Assignment ▸
Extract from the listing each line in which the word "tests" appears.

Exercise material ▸
────────────────────────────────────────

PR #1893, opened 2026-04-16
Upgrade to platform generator 0.0.130

aloubyansky:
This release catches misconfigured and unresolvable relocations found in input BOMs.

### DIFF
--- a/generated-platform-project/quarkus-mcp-server/bom/pom.xml
+++ b/generated-platform-project/quarkus-mcp-server/bom/pom.xml
@@ -122,11 +122,6 @@
       </dependency>
       <dependency>
         <groupId>io.quarkiverse.mcp</groupId>
-        <artifactId>quarkus-mcp-server-sse-parent</artifactId>
-        <version>1.11.1</version>
-      </dependency>
-      <dependency>
-        <groupId>io.quarkiverse.mcp</groupId>
         <artifactId>quarkus-mcp-server-sse</artifactId>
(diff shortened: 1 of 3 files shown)


gsmet:
Is it something that should be fixed in the MCP Server project?

aloubyansky:
> Is it something that should be fixed in the MCP Server project?

Yes. The way the dependency appears in the BOM
```
      <dependency>
        <groupId>io.quarkiverse.mcp</groupId>
        <artifactId>quarkus-mcp-server-sse-parent</artifactId>
        <version>1.11.1</version>
      </dependency>
```
implies it's a JAR, while the artifact is supposed to be a POM.
The tricky thing about this specific case is
* it's a relocation POM
* that does not have `<packaging>pom</packaging>` (meaning it defaults to `<packaging>jar</packaging>`)
* `io.quarkiverse.mcp:quarkus-mcp-server-sse-parent:1.11.1` can be resolved as a JAR (empty/metadata-only JAR), if it is resolved directly
* but resolving `io.quarkiverse.mcp:quarkus-mcp-server-sse-parent:1.11.1` as a dependency (such as direct dependency in project `pom.xml`) will fail because the resolver will follow the relocation and the relocation is a POM-only artifact.

The MCP Server BOM is generated as part of the build. So either there has to be some config option to not add it or there is an issue in the BOM generation.

gsmet (approved):

PR #1050, opened 2016-10-11
Prevent notice when executing CSV import and created|updated|skipped = 0

borkweb:
Found this while hunting down a CSV state/province import bug


barryhughes:
:keyboard:

PR #1057, opened 2016-10-12
Failover to non-lowercase labels if lowercase not set

borkweb:
Also:

* Only show the "Show All" link if there's a page for viewing posts of that type (example: Tickets don't have a browsable page)
* Use the post type name being imported rather than always using "Events" when nothing has been imported/updated

See: https://central.tri.be/issues/67878


zbtirrell:
👍

PR #1060, opened 2016-10-12
Move tribe_assets for EA to init so csv_mappings can be filtered by ET+

borkweb:
See: https://central.tri.be/issues/67915


barryhughes:
:megusta:

PR #1062, opened 2016-10-12
Upgrade/compatibility spotfix

barryhughes:
Adds safety checks to avoid possible _plugin cannot be activated due to a fatal error_ problems when ET 4.2.7 is active and an attempt is made to activate TEC 4.3. Bit of an edge case, but leaving this here so we can merge if we want to.


bordoni:
👍

PR #1068, opened 2016-10-14
Make the Changes to prevent Duplicates from wrong FacebookID

bordoni:
_Ref:_ [C#68031](https://central.tri.be/issues/68031)

### DIFF
--- a/src/Tribe/Aggregator/Event.php
+++ b/src/Tribe/Aggregator/Event.php
@@ -168,9 +168,9 @@ class Tribe__Events__Aggregator__Event {
 			$keys[] = $key;
 			$keys[] = "_{$fields[ $origin ]['legacy']}";
 
-			$sql .= 'AND meta_key IN ( "' . implode( '", "', $keys ) .'" )';
+			$sql .= 'AND meta_key IN ( "' . implode( '", "', array_map( 'esc_sql', $keys ) ) .'" )';
 		} else {
-			$sql .= 'AND meta_key = ' . esc_sql( $key );
+			$sql .= 'AND meta_key = "' . esc_sql( $key ) . '"';
 		}
 
 		return $wpdb->get_results( $sql, OBJECT_K );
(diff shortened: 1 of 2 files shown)


src/Tribe/Aggregator/Event.php
```diff
@@ -158,11 +158,22 @@ public function get_existing_ids( $origin, $values ) {
...
 
-		return $wpdb->get_results( $wpdb->prepare( $sql, $key ), OBJECT_K );
+		/**
+		 * Allows us to check for legacy meta keys
+		 */
+		if ( ! empty( $fields[ $origin ]['legacy'] ) ) {
+			$keys[] = $key;
+			$keys[] = "_{$fields[ $origin ]['legacy']}";
+
+			$sql .= 'AND meta_key IN ( "' . implode( '", "', $keys ) .'" )';
```
barryhughes: Worth passing `$keys` through `esc_sql()` first, or safe as is?

src/Tribe/Aggregator/Event.php
```diff
@@ -158,11 +158,22 @@ public function get_existing_ids( $origin, $values ) {
...
+		} else {
+			$sql .= 'AND meta_key = ' . esc_sql( $key );
```
barryhughes: Should this also be single quoted besides being escaped?

src/Tribe/Aggregator/Event.php
bordoni: We could. Would make it safer, just gotta change the `implode`/

src/Tribe/Aggregator/Event.php
bordoni: `esc_sql` does that.

bordoni: Actually no, it's `$wpdb->prepare` that does that.

barryhughes:
:noice:

PR #1069, opened 2016-10-14
Feature/66436 list widget featured events

barryhughes:
Add featured event support to the (core) list widget.

https://central.tri.be/issues/66436


bordoni:
👍

PR #1071, opened 2016-10-14
Feature/65897 set as featured

barryhughes:
Update the _Event Options_ meta box to include a featured event checkbox.


barryhughes:
(Also reformats the _Event Options_ meta box to use `<p>` tags instead of `<br>` tags.)

borkweb:
:+1:

PR #1072, opened 2016-10-15
Add documentation for EventURL on tribe_create_event

bordoni:
_Ref:_ [C#44871](https://central.tri.be/issues/44871)


barryhughes:
Though a minor change, we should add a changelog entry thanking Keith (reporting user).

src/functions/advanced-functions/event.php
```diff
@@ -32,6 +32,7 @@
 	 * - EventShowMapLink bool - Set to true to display a link to the map in the Event view.
 	 * - EventShowMap bool - Set to true to embed the map in the Event view.
 	 * - EventCost string - Default cost of the Event.
+	 * - EventURL string - Link to the Event Website or Third-Party page
```
bordoni: Yeah maybe, I think it's worth kinda taking a second look at this docblock and use the WordPress Format here. I will log this for another MR, where we have more spare time. Sounds good?

barryhughes: Sure.

PR #1075, opened 2016-10-17

elimn:
In #66657 we are calling tribe_register_plugin() from each of our current plugins. We pass the full file path to the main plugin file, the main class name and plugin version. To facilitate that I added a plugin file constant to some of our bootstrap files, mimicking the elegant standard set in Event Tickets.


elimn:
Doh! I meant to open this for r/4.3.1.

PR #1076, opened 2016-10-17

elimn:
In #66657 we are calling tribe_register_plugin() from each of our current plugins. We pass the full file path to the main plugin file, the main class name and plugin version. To facilitate that I added a plugin file constant to some of our bootstrap files, mimicking the elegant standard set in Event Tickets.


the-events-calendar.php
```diff
@@ -27,11 +27,10 @@
 Foundation, Inc., 51 Franklin Street, Fifth Floor, Boston, MA  02110-1301, USA.
 */
 
+define( 'THE_EVENTS_CALENDAR_DIR', dirname( __FILE__ ) );
```
bordoni: I would avoid two variables. Just the file would do. You can Create the other variable on the Class no need to store one more constant.

the-events-calendar.php
```diff
@@ -27,11 +27,10 @@
...
+define( 'THE_EVENTS_CALENDAR_FILE', __FILE__ );
```
bordoni: Can I suggest that we stick with PHP Std for these type of Constants? `__TEC_FILE__`

src/Tribe/Main.php
```diff
@@ -283,6 +290,21 @@ public function maybe_set_common_lib_info() {
...
+		 * @return bool Indicates if Tribe Common wants the plugin to run
+		 */
+		public function register_active_plugin() {
+			if ( ! function_exists( 'tribe_register_plugin' ) ) {
+				return true;
+			}
+
+			return tribe_register_plugin( THE_EVENTS_CALENDAR_FILE, __CLASS__, self::VERSION );
+		}
+
```
bordoni: extra Space

the-events-calendar.php
elimn: Interesting idea. Would you include the abbreviation? Eitherway it is probably unique enough to not conflict in the global namespace. 

Many of our plugins already have the constant present in the same format as I used.

barryhughes: Fwiw, I'm not too big on `__MAGIC__` style notation here, because our own constants will never be magical (unlike `__FILE__` etc, which in a sense changes value depending on where you call it from).

src/Tribe/Main.php
bordoni: Empty new line yeah =D

PR #1079, opened 2016-10-18
Update the package whitelist  to include compser files

lucatume:
This PR whitelists the composer and di52 dependencies we need in production.

Please check my globbing is correct:

* `vendor/composer` only contains files
* `vendor/lucatume/di52/src` contains folders


borkweb:
:+1:

borkweb:
Ok. I hadn't looked at the `vendor/` directories close enough the first time. Now I'm good with a :+1:

PR #1082, opened 2016-10-19
Fetch locale translation for bases

lucatume:
Ticket: https://central.tri.be/issues/68062

This PR handles the case where we want to suport translated version of our rewrite bases, `/all` in the ticket instance but it would apply to *any*, when a site language is not English.  

What we were previously relying on WPML to do can be done by WPML *and* the available translations.  
In case you are wondering the WPML integration fires off on the `tribe_events_rewrite_i18n_slugs_raw` filter.


tr1b0t:

bordoni:
Check my comment above @lucatume

lucatume:
removed the tickets ref, thanks for keeping track @bordoni

bordoni:
👍

PR #2368, opened 2019-01-09
Block Editor > Save "Event Options" meta data

juanfra:
🎫 https://central.tri.be/issues/120168

When creating an event with the blocks editor, the logic doesn't get to the metadata saving methods, and all the event data is being saved via the wp rest api. I ended up intercepting the event creation in the blocks editor in order to update the meta for the "Event Options". Perhaps this is not the most "tidy" way to do this. But gutenberg doesn't leave us with many options.


src/Tribe/Meta/Save.php
```diff
@@ -181,4 +186,60 @@ protected function is_event() {
...
+			delete_metadata( 'post', $event_id, '_EventHideFromUpcoming' );
+		} else {
+			update_metadata( 'post', $event_id, '_EventHideFromUpcoming', $data['EventHideFromUpcoming'] );
+		}
+
+		// Set sticky state for calendar view.
+		if ( $event instanceof WP_Post ) {
+			if (
+				isset( $data['EventShowInCalendar'] )
+				&& $data['EventShowInCalendar'] == 'yes'
```
bordoni: Lets use `tribe_is_truthy()`

src/Tribe/Meta/Save.php
```diff
@@ -181,4 +186,60 @@ protected function is_event() {
...
+		if ( empty( $data['EventHideFromUpcoming'] ) ) {
+			delete_metadata( 'post', $event_id, '_EventHideFromUpcoming' );
+		} else {
+			update_metadata( 'post', $event_id, '_EventHideFromUpcoming', $data['EventHideFromUpcoming'] );
+		}
+
+		// Set sticky state for calendar view.
+		if ( $event instanceof WP_Post ) {
+			if (
+				isset( $data['EventShowInCalendar'] )
```
bordoni: Maybe use Array utils to fetch this variable instead of doing two `isset()`.

src/Tribe/Meta/Save.php
```diff
@@ -181,4 +186,60 @@ protected function is_event() {
...
+			) {
+				$update_event = array(
+					'ID'         => $event_id,
+					'menu_order' => '-1',
+				);
+				wp_update_post( $update_event );
+			} elseif (
+				(
+					! isset( $data['EventShowInCalendar'] )
+					|| 'yes' !== $data['EventShowInCalendar']
```
bordoni: Lets use `! tribe_is_truthy()`

bordoni:
It seems that it's breaking the tests, I've tried restarting the build lets see if it's a Travis problem.

juanfra:
No, the thing is that our implementation with classic editor (old one) has a nonce in place, and the test is checking that the events can be created with that nonce (which is not there in the block editor)

bordoni:
We should still find a way to fix the tests.

juanfra:
@bordoni done ✔️

PR #2373, opened 2019-01-10
Use "Tags" without textdomain as its a WP taxonomy.

juanfra:
🎫 https://central.tri.be/issues/119393

Nico suggested to remove the textdomain as it's a WP taxonomy.


tr1b0t:
Status|Message|Line
:-----:|-----|-----
:warning: | Expected next thing to be an escaping function (see Codex for 'Data Validation'), not ')' | [event-tags.php:19](https://github.com/moderntribe/the-events-calendar/blob/4d56c750e9b343cf90c6de18d2b92e9f1d998ad6/src/views/blocks/event-tags.php#L19)

PR #2380, opened 2019-01-15
Spotfix/freemius activation

barryhughes:
@zbtirrell — this removes the menu element from our call to fs_dynamic_init(). With this change, immediately after activation, the user is taken to:

screenshot_2019-01-15 events lab wordpress


zbtirrell:
where do we get redirected after the "Allow"? (Go ahead and merge this either way - it's definitely better than the branch was :) )

PR #2383, opened 2019-01-18
Spotfix: Fix Event Width in 2019 Theme's Default Page Template — ⌗119689

ggwicz:
**Ticket:** [**⌗119689**](http://central.tri.be/issues/119689)


src/resources/postcss/tribe-events-full.pcss
```diff
@@ -2426,6 +2417,18 @@ input[name*='tribe-bar-']:-moz-placeholder {
 		}
 	}
 
+	&.single-tribe_events.tribe-events-page-template {
```
juanfra: Looking good! Perhaps I would put `tribe-events-page-template` below, in case we need to add more things for `single-tribe_events` in the future.

ggwicz: I hear you. .single-tribe_events has its own separate code block above though for now, so I think we can ship with this as-is and keep anything generally related to that template in that code block.

juanfra: Cool! Yeah, it's hard to review big files! haha. If it has it's own code block you could use `&.tribe-events-page-template` inside it. Or maybe it's just me that I usually avoid that level of specificity when we have code blocks that can be inside.

PR #2386, opened 2019-01-21
Fix bad ref

Camwyn:
The product-taskmaster ref is to a deleted branch. Build fatals.


sc0ttkclark:
Will merge up via G19.02 directly

PR #2391, opened 2019-01-23
#121486 - if et is older version disable older ce to prevent fatal

jesseeproductions:
_Ref:_ [C#121486](https://central.tri.be/issues/121486)

This disables Pre PDC Version of CE if TEC shuts down due to an older version of ET.


Camwyn:
Do we need this in TEC? I hate to see the cross-referencing 😢

sc0ttkclark:
I think the only way this works is if it's here based on the problem. This looks good to go 👍

jesseeproductions:
It is needed in TEC because I cannot modify the coding in CE as that would already be on customer sites.

PR #2407, opened 2019-02-06
#122368 - prevent FB Ext from running

jesseeproductions:
prevent FB Ext from running of ET is on an older version and TEC shutsdown

_Ref:_ [C#122368](https://central.tri.be/issues/122368)


sc0ttkclark:
Are we still removing all actions instead?

jesseeproductions:
I created a new PR and going to close this one.

PR #2415, opened 2019-02-13
Ensure Only Eventbrite Imports Can Use New (do not override) Status — ⌗122648

ggwicz:
**Ticket:** [**⌗122648**](http://central.tri.be/issues/122648)


ggwicz:
I had this tagged `hold` while I just did some quick tweaks of my own. Those are done, so this is now ready for code review! 🔍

────────────────────────────────────────

Problem solution ▸
It seems that it's breaking the tests, I've tried restarting the build lets see if it's a Travis problem.
We should still find a way to fix the tests.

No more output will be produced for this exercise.